Greece Ridge Mall Jewelry Kiosk Smash-and-Grab Nets $70,000 in Gold Necklaces
Victor Maisonet, 26, was arrested after a pawn shop tip exposed his attempt to offload $70,000 in gold necklaces stolen from a mall kiosk four days earlier.

A Rochester man's attempt to quietly liquidate stolen gold through a pawn shop collapsed within four days, leading Greece police to arrest him and recover most of what he had taken from a jewelry kiosk at Greece Ridge Mall.
Victor Maisonet, 26, entered the mall through an employee corridor just after 8:15 a.m. on April 4, when most of the mall's stores were still dark and unstaffed. His first move was to reach behind the Monarch Jewelers kiosk counter, likely hoping to lift pieces without breaking anything. That approach failed. He then produced a tool and smashed through a glass display case, taking multiple gold necklaces with a combined value of approximately $70,000 before walking out.
Surveillance cameras tracked his exit. Footage showed Maisonet leaving the mall in a Nissan Altima, giving investigators both a face and a vehicle. The physical evidence was already building a case, but it was a phone call from a pawn shop owner that accelerated the timeline significantly. On April 8, Irondequoit police detained Maisonet after that pawn shop owner reported he was attempting to sell jewelry matching the stolen pieces. Greece police took him into custody, and a search of his vehicle turned up both the recovered stolen items and cash.
Maisonet now faces charges of burglary, grand larceny, and criminal mischief.
The Monarch Jewelers kiosk sits in the main concourse of Greece Ridge Mall, one of Monroe County's largest retail centers. Open-floor kiosks carry an inherent vulnerability that enclosed boutiques do not: the display cases are accessible from multiple angles, there is rarely a back room to retreat into, and a single point of entry doubles as the exit. At $70,000, the haul from a single smashed case underscores how efficiently a gold-heavy inventory concentrates value in a small footprint. A few chains, a handful of pendants, and the financial damage rivals a mid-sized store burglary.
The case also illustrates the structural problem that makes pawn shops both a critical investigative tool and an ongoing weak point in the stolen jewelry pipeline.
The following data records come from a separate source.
PR #3114, opened 2025-09-12
fix: ink bladder does not give effect

midgleyc:
Ref #3112.


jaadams5:
Confusion between the two ink bladders?

PR #3116, opened 2025-09-14
Track Nautical Seaceress defeat in Under the Sea path

ckb11:
Track Nautical Seaceress defeat in Under the Sea path
I don't know if this is the best way to do this, but it seems reasonable from how other FINAL quest tracking is done in other paths.


Veracity0 (changes requested):
This is OK. My response to your forum post indicates some other refactoring I want to do, but doing the monster map and setting Quest.FINAL to FINISHED this way is fine.

How about a test for that? "test_fight_nautical_seaceress_on.html" exists and could be used.

In fact, QuestManagerTest.UnderTheSea nested class uses that html file and the "defeatingNauticalSeaceressIncrementsSeaPoints" test verifies that seaPoints are incremented correctly. That test could also use "withQuestProgress" and verify it progresses.

ckb11:
And from my last run with this change:
[159] Mer-kin Temple (Center Door)
Encounter: The Nautical Seaceress
...
Preference questL13Final changed from unstarted to finished
Preference seaPoints changed from 8 to 9

Veracity0 (approved):
Looks good to me!
Thanks.

Veracity0 (changes requested):
Wait: 

You want:

PR #62826, opened 2025-09-08
[BugFix] mutate input columns in functions' returning value

silverbullet233:
## What I'm doing:

Fixes #62828
some functions may return the input column directly as result, because the reused result column and its source are the same underlying Column, the filter can be applied multiple times to the same data. Since filtering is in-place and not idempotent, this produces wrong results. 

we should return MutatePtr in such cases.

## What type of PR is this:

- [x] BugFix
- [ ] Feature
- [ ] Enhancement
- [ ] Refactor
- [ ] UT
- [ ] Doc
- [ ] Tool

- [ ] Feature removed

## Checklist:

- [ ] This is a backport pr

  - [x] 4.0
  - [x] 3.5
  - [ ] 3.4
  - [ ] 3.3


LiShuMing (approved):

satanson (approved):

silverbullet233:
@mergify backport branch-3.4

Thieves who bypass online resale channels and attempt same-week pawn transactions are often caught precisely because reputable shops document sellers and frequently cross-reference reports of local thefts. Maisonet's attempt to convert the gold necklaces into cash within four days of the theft put him in front of exactly that check.
Greece Ridge Mall has absorbed multiple jewelry-related crimes in recent years, including a January 2025 smash-and-grab at Dubai Jewelry that required a baseball bat and drew six suspects. The pattern suggests the mall's retail jewelry corridor remains a target of sustained opportunistic interest, and that kiosk operators in particular face disproportionate exposure given their open sightlines and glass-case construction. For Monarch Jewelers, the April 4 break-in was contained quickly relative to similar incidents; the arrest came before the stolen gold could fully disappear into the resale market.